I recently read Sen. Chris Van Hollen’s May 6 newsletter update, “Fighting to Protect Marylanders and Our Constitution.” “While I appreciate his passionate defense of the Constitution and efforts to address high-profile cases like that of Kilmar Abrego Garcia, I was struck by what was missing — any meaningful acknowledgment of the daily challenges facing working-class Marylanders.
The letter emphasizes federal workers, university faculty and students, deportation cases and big institutions such as NASA. Although these groups matter, they are only a portion of Maryland’s population. Those who count him as their senator also include retail clerks, tradespeople, small business owners, home health aides, truck drivers, child care workers and single moms, who earn median wages or lower, do not have job security and are barely scratching by every day to afford their groceries, child care, gas and rent.
These Marylanders are often ignored in national political stories. They’re not in press releases. It’s not heard from the Senate floor. But they keep communities going — working long hours, figuring out how to cope with broken public services and seeing costs go through the roof while paychecks don’t keep pace. When a senator spends thousands of words about academic and legal institutions, yet struggles to mention a paragraph or two aside to the working poor in Hagerstown, Salisbury or Dundalk — it’s a troubling message: The political fights must matter more than the working economy of everyday people.

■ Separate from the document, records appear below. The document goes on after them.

PR #1637, opened 2017-12-08
[MERGE WITH GITFLOW] Hotfix/fix candidate 2 yr summary cycle

xtine:
## Summary
- Addresses https://github.com/18F/fec-cms/issues/1634
- The `election_full` url query string used to be passed into the application in openFEC-web-app as a boolean. However after merge, we failed to account for this and passed it into `data/views.py` as a string. This caused a failure in logic because if we check `if election_full`, it would always return `True` as a string. We fix this by converting `election_full` from a string to a boolean right after the get request.
- I also fixed a UI bug caused by newer versions (62+) of Chrome that would show overflows on side bars that take up the entire window which affected Candidate pages.

- Candidate summary pages.

## Screenshots
Correct behavior:
screen shot 2017-12-08 at 2 40 26 pm

Fixes this Chrome overflow issue with side nav: 
screen shot 2017-12-08 at 1 21 21 pm

### DIFF
--- a/fec/data/views.py
+++ b/fec/data/views.py
@@ -1,7 +1,10 @@
 from django.shortcuts import render, redirect
+from django.urls import reverse
 from django.http import Http404
 from django.http import JsonResponse
 from django.conf import settings
+
+from distutils.util import strtobool
 
 import datetime
 import github3
@@ -89,6 +92,9 @@ def candidate(request, candidate_id):
     if cycle is not None:
         cycle = int(cycle)
 
+    # set election_full to boolean from passed string variable
+    election_full = bool(strtobool(str(election_full)))
+
     candidate, committees, cycle = api_caller.load_with_nested(
         'candidate', candidate_id, 'committees',
         cycle=cycle, cycle_key='two_year_period',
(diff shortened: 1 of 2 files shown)


ccostino:
@cptechiegal you're right, having a test case would be useful to guard against any future regressions and ought to be a part of the work.  There's a larger piece to that, though, in that we don't have a good test harness in place at the moment to catch these types of bugs and easily write tests for them when it comes to the CMS, especially after the work done to merge in the web app.

In this particular case, there is the backend side of it (which we could write tests for to ensure that all query string parameters are properly processed, not even just this particular endpoint) and there is the visual component side of it, which tipped us off of the bug in the first place (visual components tend to be tested with something like [Selenium](http://www.seleniumhq.org/), but that requires a large amount of setup and maintenance in and of itself - there are other ways to test on the client-side, though).

This is work that needs to be done, but it hasn't been prioritized over other things.  That said, everyone on the team is certainly empowered and encouraged to create new issues for things that they notice!  So I'd encourage you to just create the new issue with what you feel needs to be done and value it will add when you notice things like this. :-)  When you do, please just add the `Needs grooming` and `Needs prioritization` labels to it and make sure it's brought up in a future sprint grooming session so it can be slotted for a sprint planning session in the future.  This way the team won't lose track of the work and it can be properly accounted for and prioritized against other user stories.

PR #1638, opened 2017-12-11
Edit icon assets for sizing, relevance, and consistency

jenniferthibault:
## Summary

This PR makes some small changes that clean up icon files. It:
- Removes an unused icon that we don't plan to reuse in the future (because it was a specifically styled representation of a person, and our style has become more generic)
- Replaces the hand icons that hold money and an envelope to make them the same size (before they were different base sizes)
- Adjusts the size of the `hand-money` icon in context to account for its new size
- Reduced the size of the external sources card icon, so that it's visually consistent with the other card icons. That's unrelated to the above changes, but has been bugging me for a while

- Data landing page: https://www.fec.gov/data/ 

## Screenshots

**Before**
screen shot 2017-12-11 at 1 00 01 pm

**After**
screen shot 2017-12-11 at 12 59 52 pm


xtine:
`info-person` should also be removed here: https://github.com/18F/fec-cms/blob/93934c424f8ac12addfe688e01ca8174ae4e0cec/fec/fec/static/scss/_icon-variables.scss#L62 and https://github.com/18F/fec-cms/blob/develop/fec/fec/static/icons/output/info-person.svg

xtine:
@jenniferthibault: you're right! `_icon-variables.scss` is automatically generated from the `output` folder, so just removing old icons from `output` should solve that. I'll tweak the build icons task to clear output folder so out of date icons are removed.

PR #1701, opened 2018-01-12
Add Coverage end date to Source reports

johnnyporkchops:
This PR addresses a few issues that are in grooming. It may be salvaged to implement an interim solution that is being discussed, if/when one is agreed upon. See issues referenced below for discussions:
- Addresses [1735](https://github.com/18F/fec-cms/issues/1735) (in grooming)
- Addresses  [1470](https://github.com/18F/fec-cms/issues/1470) **(Currently implemented solution)**

Also these two OpenFEC  PRs have been merged by @lbeaufort to accommodate possible solutions:
https://github.com/18F/openFEC/pull/2901- Add committee_pcc to /elections/ endpoint
https://github.com/18F/openFEC/pull/2898 -Add coverage end date to /elections/endpoint

**Completion criteria, Issue 1470:**
- [x] change source reports link text from "view", to "View all"
- [x] /elections/  EndPoint API needs to be modified to return `coverage end date`
- [x] add handlebars template to handle this particular mullt-line/conditional content within datatable column

@hcaofec has done some research into  backend changes that need to take place and may be of help.

## Screenshots
jan-12-2018 15-42-46


johnnyporkchops:
feb-02-2018 06-46-29

johnnyporkchops:
The team decided leaving the View Link url as is, rather than a temporary change is the way to go. However , adding the coverage end date is going to go forward after some grooming from content team.

johnnyporkchops:
-[ ] Added the source reports coverage end date and language . 
-[ ] Created handlebars templates to render in column
final

JonellaCulmer:
@johnnyporkchops What's the line height in the source reports column?

johnnyporkchops:
@JonellaCulmer , line height on the `td` is 1.8, inherited. A similar example of multiline text in columns is the Version column on the  reports datatables.

johnnyporkchops:
Thanks @patphongs . I was thinking I do not need the ` if url ` statement because there will always be a URL, but we can change that when/if  we refine this for [1735](https://github.com/18F/fec-cms/issues/1735)

johnnyporkchops:
@lbeaufort  -- Is this an issue where this one candidate who does not return a committee ID in the URL that is built for this page?
The example page: https://www.fec.gov/data/elections/senate/FL/2018/
SHOEMAKER, FRANKLIN ED
The URL created: https://www.fec.gov/data/reports/house-senate/?committee_id&cycle=2018&is_amended=false
I think you said you had some insight into this when we discovered it while pairing on this task.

This gap is acutely felt in areas like Cumberland, Waldorf and Prince Frederick. Cashiers, delivery workers, day care employees do not seek any privilege — only acknowledgement and affirmation. They want cheap food, work, safe homes and essential services. Their stories are not as headline-grabbing as Supreme Court decisions or international legal rifts, and yet their stakes are just as real, perhaps even higher.
The siting of these communities would be much different if the same focus was given to them. Many of these workers simply don’t have the time to coordinate and attend town halls. They have no lobbyists or press coverage or university platforms. Their silence is not apathy — it is exhaustion. But they pay taxes, raise children and also do some of the most necessary, and too often thankless, work there is. They deserve a voice and an advocate just as much as people who have institutional power or political presence.
Throughout Maryland — especially in rural and working-class communities — families struggle with housing that is unaffordable, utility bills that keep climbing and jobs that may not be there tomorrow. These are not abstractions of policy; these are matters of urgent survival. People in Denton or Brunswick are deciding between food and medicine. In Easton and La Plata, renters are being priced out of housing. Too many are one emergency from financial collapse. But the political spotlight is instead shining on court battles in the corridors of power in Washington and the country’s most elite universities, far from this daily grind.
To get right to the point: The senator’s letter sounds like it is concerned not with those who most need his concern, but rather with those who are already closest, either literally or figuratively, to positions of power and privilege: federal workers with job protections, university students and administrators, and well to do members of the legal profession.
They are well-financed, well-known and well-connected. Meanwhile, the people who kept Maryland afloat in the pandemic — line cooks, aides and grocery clerks — barely get a mention.
This is more than just a rhetorical lapse. It is a real difference of focus as well. Centering our political energies on high-profile appeals and ignoring the quiet crises of everyday families produces a corrosive perception: that government is more responsive to the well-connected than to the hard-working. That’s not representation — it’s exclusion. And it’s exactly the kind of disjunction that fuels disillusionment and distrust with our political system.
As the senator correctly notes, it’s important to defend the Constitution, but that defense cannot be limited to the court of law or to press conferences. It has to be about policies that allow people to do more than survive, that enable Marylanders to live decent, dignified lives. The Constitution is in a mother in Anne Arundel being able to afford child care, or a worker who has lost a job having a chance to retrain for a new career without going into debt. It’s not just about legal rights, but about economic security and opportunity.
I urge Sen. Van Hollen to expand his focus to the lifeblood of our state. They pay taxes and contribute to communities every day. They deserve to be seen, heard and fought for with the energy and passion that are sometimes brought to any constitutional or national cause.
Christine Lightfoot is a retired veteran who grew up in Maryland.